Isn't it fun to talk about amps from amps?

While we're on the subject.... what exactly is subject to damage when impedences are incorrectly mismatched?? My amplifier has a switch for 4 and 8 ohms settings and my KLF 30's are rated at 8 ohms, as are my Boston's (which run off of my B channel). In another forum BobG recommended trying both ohm settings and seeing which one I liked better. However, can I do damage to the amp or speakers or both by having the amp set to 4 ohms when the speakers are rated at 8?? (although i suspect the KLF 30's tend to run lower than 8 when driven hard...)

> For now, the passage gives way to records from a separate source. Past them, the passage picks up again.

PR #2698, opened 2025-03-14
LEAF-4707 Avoid playwright warning

mgaoVA:
## Summary
This avoids an issue in the development environment, where on first run, the end2end test suite would error with "Looks like Playwright Test or Playwright was just installed or updated...".

## Impact
The changes are limited to the development environment.

## Testing
After deleting all development docker volumes, containers, and images, following the instructions in https://github.com/department-of-veterans-affairs/LEAF/blob/master/docs/InstallationConfiguration.md results in a working environment. Then, following prompts to run the end2end test suite should not result in any errors or failures.

### DIFF
--- a/docker/playwright/playwright.dockerfile
+++ b/docker/playwright/playwright.dockerfile
@@ -6,4 +6,4 @@ RUN npm install -D mysql2
 
 WORKDIR /usr/app/leaf
 RUN npx playwright install --with-deps
-CMD node main.js
+CMD npx playwright install && node main.js
--- a/docker/playwright/playwright.dockerfile
+++ b/docker/playwright/playwright.dockerfile
@@ -6,4 +6,5 @@ RUN npm install -D mysql2
 
 WORKDIR /usr/app/leaf
 RUN npx playwright install --with-deps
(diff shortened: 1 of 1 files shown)


jampaul3 (approved):

shaneodd:
> So the solution is to run npx playwright install twice?
I am not sure why it is an intermittent thing for me but I sometimes have to run it a second time. I do not remember seeing the text he is saying but it is not always an issue but sometimes get that error.

shaneodd (changes requested):
Because this one takes care of an error that sometimes happens and is an oddball thing. I would ask for a comment in the code. I can see someone looking at this down the road going why is this here.

aerinkayne (dismissed):

aerinkayne:
This does seem to resolve the issue, but I had been wondering if it could be volume related.  For the other containers, the installs stay there

mgaoVA:
> Because this one takes care of an error that sometimes happens and is an oddball thing. I would ask for a comment in the code. I can see someone looking at this down the road going why is this here.

Updated

shaneodd (approved):

aerinkayne (approved):

Pelentan (approved):

PR #2710, opened 2025-03-27
Leaf 4711 - Mass action: Add "Take Action" feature

jampaul3:
## Summary
This change helps the customer take an action on several requests at the same time. It adds to the mass action functionality to allow a user to approve, send back to requester, etc in one action.

## Impact
The only changes made were to the mass action page, so impact should be very minimal to the rest of the platform. 

## Testing
Navigate to the Mass Action Page
Select "Take Action" from the actions dropdown
A dropdown of Forms should now be showing, select a form you wish to take action on
A dropdown for Steps used on this form shows, select a step to take action on
If this step has more than one requirement a dropdown of requirements will show, select the requirement to take action on
If the step only has one requirement you will not see this dropdown. The only requirement will automatically be chosen for you.
Now a dropdown with available actions for that requirement shows, select the action you wish to take
After all these steps have been completed a comments area shows, this is required, also all the requests that meet the selected criteria show up.
Select all the requests you want to take this action on and click the "Take Action" button
If you selected all the requests then the search results will be empty and tell you that there are no results.
If you only selected some of the requests then your list will get renewed and the ones you selected will be gone.


LEAF_Request_Portal/templates/reports/LEAF_mass_action.tpl
```diff
@@ -89,11 +95,818 @@
...
+        sort: {},
+    };
+
+    if (getCancelled) {
+        requestQuery.terms.push({
+            id: "stepID",
+            operator: "=",
+            match: "deleted",
+        });
+    } else if (!getAction) {
```
Pelentan, line 549: getAction is a string, not a boolean.

LEAF_Request_Portal/templates/reports/LEAF_mass_action.tpl
```diff
@@ -89,11 +95,818 @@
...
+
+    if (!getSubmitted) {
+        requestQuery.terms.push({
+            id: "stepID",
+            operator: "!=",
+            match: "submitted",
+        });
+    }
+
+    if (getReminder) {
```
Pelentan, line 565: getReminder is an int, not a boolean.

LEAF_Request_Portal/templates/reports/LEAF_mass_action.tpl
```diff
@@ -89,11 +95,818 @@
...
+    })
+        .done(function (data) {
+            if (thisSearchID === searchID) {
+                if (Object.keys(data).length) {
+                    let totalCount = 0;
+
+                    $.each(data, function (index, value) {
+                        let displayRecord = true;
+                        // If this is email reminder list, then compare against give time period
+                        if (getReminder) {
```
Pelentan, line 651: getReminder is a number here.

LEAF_Request_Portal/templates/reports/LEAF_mass_action.tpl
```diff
@@ -89,11 +95,818 @@
...
+    // Update global variables for execution - used in updateProgress function
+    // Setting them to default at beginning of mass execution run
+    processedRequests = 0;
+    totalActions = selectedRequests.length;
+    successfulActionRecordIDs = [];
+    failedActionRecordIDs = [];
+
+    $('#progressbar').progressbar('option', 'max', totalActions);
+
+    if (totalActions) {
```
Pelentan, line 771: totalActions is an int here.

Pelentan (changes requested):

mgaoVA (changes requested):
We should expand the scope of this story to include modernization in this refactoring effort.

Several issues exist in the original `mass_action.js` file, which should be corrected:
- Avoid use of jQuery in favor of plain JS
- Never use `async: false`. Use async/await instead.
- Never use direct ajax calls to `url: "./api/form/query"`. Use formQuery.js instead. [Example](https://github.com/department-of-veterans-affairs/LEAF/blob/ea450db7c478b1e5d08cf6d0b950924dc2d668bf/LEAF_Request_Portal/templates/reports/example.tpl#L18-L60)
  - Show progress since the queries can include many thousands of records.
  - Instead of building the query manually, use methods in formQuery.js : See above Example and [Comments](https://github.com/department-of-veterans-affairs/LEAF/blob/ea450db7c478b1e5d08cf6d0b950924dc2d668bf/LEAF_Request_Portal/js/formQuery.js#L29-L59)
- Avoid directly building HTML tables. Use formGrid.js instead. [Example](https://github.com/department-of-veterans-affairs/LEAF/blob/master/LEAF_Request_Portal/templates/reports/example.tpl#L46-L81)
- `queue.setConcurrency(1);` probably does not need to be set

I think @aerinkayne may have other notes related to potential improvement.

LEAF_Request_Portal/templates/reports/LEAF_mass_action.tpl
jampaul3: I didn't add this but updated it to > 0. Also if a variable is a number it will return true as long as it's not 0, 0 returns false.

LEAF_Request_Portal/templates/reports/LEAF_mass_action.tpl
jampaul3: This was just copied in. I did update it to be > 0

LEAF_Request_Portal/templates/reports/LEAF_mass_action.tpl
jampaul3: Same not mine but updated.

Pelentan (approved):

shaneodd (approved):

shaneodd (approved):

Pelentan (approved):

aerinkayne (approved):

mgaoVA (changes requested):
Line 693: Uncaught ReferenceError: actionValue is not defined
 
To reproduce the error in the dev environment:
1. Navigate to Mass Action
2. Select form Type: General Form
3. Select Step: Step 1
4. Select Requirement: Group A
5. Select Action: Approve
6. Click "Take Action"

aerinkayne (approved):

shaneodd (approved):

mgaoVA (approved):

Pelentan (approved):

PR #2714, opened 2025-04-03
Improve feature parity with the old inbox

mgaoVA:
## Summary
This resolves a few feature differences previously missed between the old and new Inboxes.

- Add "Type" column in the "Organize by Roles" view
- Increase the Inbox width

This also removes the 2 second redirection delay, which caused people to believe something was wrong.

## Impact
No dependencies

## Testing
TBD, Draft

### DIFF
--- a/LEAF_Request_Portal/templates/reports/LEAF_Inbox.tpl
+++ b/LEAF_Request_Portal/templates/reports/LEAF_Inbox.tpl
@@ -109,6 +109,20 @@
                     }
                 }
             },
+            'type': function(site) {
+                return {
+                    name: 'Type',
+                    indicatorID: 'type',
+                    editable: false,
+                    callback: function(data, blob) {
+                        let types = '';
+                        for(let i in blob[data.recordID].categoryNames) {
+                            types += blob[data.recordID].categoryNames[i] + ' | ';
+                        }
+                        types = types.substr(0, types.length - 3);
+                        document.querySelector(`#${data.cellContainerID}`).innerHTML = types;
+                }}
+            },
             'status': function(site) {
                 return {
                     name: 'Status',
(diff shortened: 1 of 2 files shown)


LEAF_Request_Portal/templates/reports/LEAF_Inbox.tpl
```diff
@@ -109,6 +109,20 @@
                     }
                 }
             },
+            'type': function(site) {
+                return {
+                    name: 'Type',
+                    indicatorID: 'type',
+                    editable: false,
+                    callback: function(data, blob) {
+                        let types = '';
```
Pelentan, line 118: Something like this would be cleaner.  Wouldn't require trimming the string.

let typesArray = [];
for (let i in blob[data.recordID].categoryNames) {
    typesArray.push(blob[data.recordID].categoryNames[i]);
}
let types = typesArray.join(' | ');

aerinkayne (dismissed):

LEAF_Request_Portal/templates/reports/LEAF_Inbox.tpl
mgaoVA: True. I'll update the other template where I copied this from too.

jampaul3 (approved):

LEAF_Request_Portal/templates/reports/LEAF_Inbox.tpl
shaneodd: `document.querySelector(`#${data.cellContainerID}`).innerHTML = blob[data.recordID].categoryNames.join(' | ');` This looks like it was all distilled down to a one liner.

shaneodd (approved):

shaneodd (approved):

jampaul3 (approved):

shaneodd:
image
image
Tests run locally appear to pass, working with Nikesh to see if there are any other items that need to change or be added.

PR #2726, opened 2025-04-10
Example: Feature/load testing

shaneodd:
## Summary
image

This pr is here to show off what this tool can do. 

There is a command line version that we would most likely be using command line for running the tests. More info on that is here https://docs.locust.io/en/stable/quickstart.html#direct-command-line-usage-headless

You can also weight tests to try and steer the load testing to be more realistic. No matter what way we go I would probably want to try and get an overview of what pages are being loaded from Dynatrace and try and mimic what we see there. I could use our existing tests do but I think having an idea of what users are actually doing and basing our load test off of that would be the approach I would take.

### Steps to use
- `docker compose down && docker compose up -d --build` - rebuild your containers
- make sure your database is reset to a known base
- go to http://host.docker.internal:8089/
- I would suggest doing 10 concurrent users
- Run

It can give you statistics like this:
image

### Additional work
- This tool is easy enough to setup, would we want to have it runable on dev
- I would think adding in my "dump random data into the request table" could help here. We could then test with extra data coming back to simulate large reports. I know in the past we needed to add 10k results to get certain issues to actually show up.
- Authentication with auth server, still need to figure that out.
- Exporting csv from tests, I know it can be done just need steps for that, this would be good for reporting
- Getting what load tests we would want to run

## Impact
This would be for load testing our servers.

## Testing
This is going to be a testing tool


shaneodd:
This was originally here to talk about the load testing, I have actual load testing tests elsewhere and we probably do not need a local load test.

PR #2728, opened 2025-04-18
Leaf 4779 - email reminder last action

jampaul3:
## Summary
This PR addresses a bug where the mass action - email reminder, days since last action does not filter the result set. 

## Impact
This will allow filtering of data based on days since last action

## Testing
Navigate to the mass action page.
In the drop down select Email Reminder
The result set should filter down to requests where there is an action history and the date is older than 7 days.
If there are multiple requests with different dates of last actions you should be able to change the days since last action the the result set should change based on those days.


Pelentan (dismissed):

shaneodd (changes requested):
I see console.logs, are they needed?

Pelentan (approved):

aerinkayne (approved):

shaneodd (approved):

PR #2729, opened 2025-04-22
LEAF-4788 - INC38700605 : Inbox category checks

shaneodd:
## Summary
Add in undefined checks to verify data is present.

Note: Full URLs are within the JIRA ticket.
The portal outlined below came in with the Inbox not loading. This portal was due to a form being deleted, restoring the deleted form brought it back.
report.php?a=LEAF_Inbox&adminView&combineIndividuals&organizeByRole

## Impact
Users could have issues loading up to view requests on within the LEAF inbox.
## Testing
1. Have a form with a multi step workflow (EX: General Form)
2. Put a request on one of those steps
3. Delete the form
4. Try and load inbox

## Auto testing
https://github.com/department-of-veterans-affairs/LEAF-Automated-Tests/pull/92


LEAF_Request_Portal/templates/reports/LEAF_Inbox.tpl
```diff
@@ -555,8 +555,7 @@
                             });
                         }
                     });
-                });
-                document.querySelector(`#btn_action${hash}_${stepID}_${data.recordID}`).removeAttribute('disabled');
+                })
```
aerinkayne, line 558: Why is this being removed?
If this is re-added, there should be a check that the selector does not return null before calling its method

jampaul3 (dismissed):

jampaul3 (dismissed):

Pelentan (changes requested):
Need to be able to see the actual python file.  All that's being included is the compiled version.

Pelentan (approved):

aerinkayne (approved):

Any comments would be appreciated.

I'm loving my new KLF 30's, BTW... awesome... I've had the whole weekend to myself (after travelling for 2 weeks) and am finally getting a chance to really give a good listen. Quite amazing...

Mace

[Klewless]

OK, guys.

Here is a place that explains RMS.

http://www.chipcenter.com/circuitcellar/january00/c10r24.htm

------------------

John P

St Paul, MN

[djk]

First off, there is no such thing as "watts RMS".This was a term coined by Marantz in the early '70s.RMS voltage times RMS amperage equals AVERAGE POWER.The RMS value assigned to an AC signal is the amount of DC required to produce an equivalent amount of heat in the same load.Marantz coined the term "watts RMS" as a marketing technique to distance themselves from manufacturers advertising "peak" and "IHF" figures."Dynamic headroom" is just another way to indicate how poorly your power supply is regulated.Unfortunately NONE of these numbers is going to give any indication as to how loud it will play on your speakers(or how good it will sound).I can give examples (if requested) of amplifiers that had differences of over 6dB in rated power (a 4:1 ratio)where the smaller amp not only played louder but sounded better too.

[mace]

djk,

Thanks for the clarification of "Watts RMS" and what it really means.

About the dynamic headroom issue... you make it sound like something like +6dB would only be found on a 'poorly regulated power supply' amplifier. At least with my experience, I've found dynamic headroom (at least 6 dB) to be a good thing in an amplifier.

My take on the dynamic headroom issue is that it is what it is... dynamically allocated umpff.. the amp goes to 11 if you will, albeit for only about 200 ms or so...

I agree, this has nothing to do with how "loud" an amplifier is but has everything to do with how dynamic an amplifier is. I wholeheartedly agree with you that dynamic headroom does not indicate how good an amp sounds. However, when done right, dynamic headroom can really make a smaller amplifier (like 40 VA RMS (is that better??)) sound very alive, especially when coupled with a speaker with 102 dB-W-m sensitivety.

If I read your post correctly, you indicated that rated RMS power had nothing to do with the sound volume an amp can produce. Take a 40 VA RMS amp and compare it to a 200 VA RMS amplifier... how can the 40 play louder than the 200??? Does it have something to do with peak current delivered?? How can RMS power not relate to overall sound volume the amplifier produces??? I'm just curious how this would be physically possible.

Always curious,

Mace

[djk]

I own a couple of Electrocompaniet AW 50 amplifiers.They are rated at 50 watts at 4 ohms.Because they have a regulated supply they have 0dB of dynamic headroom and only put out 25 watts at 8 ohms.On Klipschorns they have such an effortless sound like seem like they have 500 watts, up until the point they clip.Behavior at clipping is very important.Even on efficent speakers like Klipschorns.Some amps fall completly apart the instant they clip.Others can be driven 10dB into clipping and just become a bit "bright".A Heresy will sound better with a "well behaved" 100 watt amp than a 400 watt amp that will never come close to clipping.Tom Holman's APT model 1 amp had a Baker clamp so the output stage could never be driven into clipping.It had a "distortion" led that came on only after the amp had been clipping for more than 40mS.On dynamic program material you could drive that amp about 10dB into clipping before the led flashed.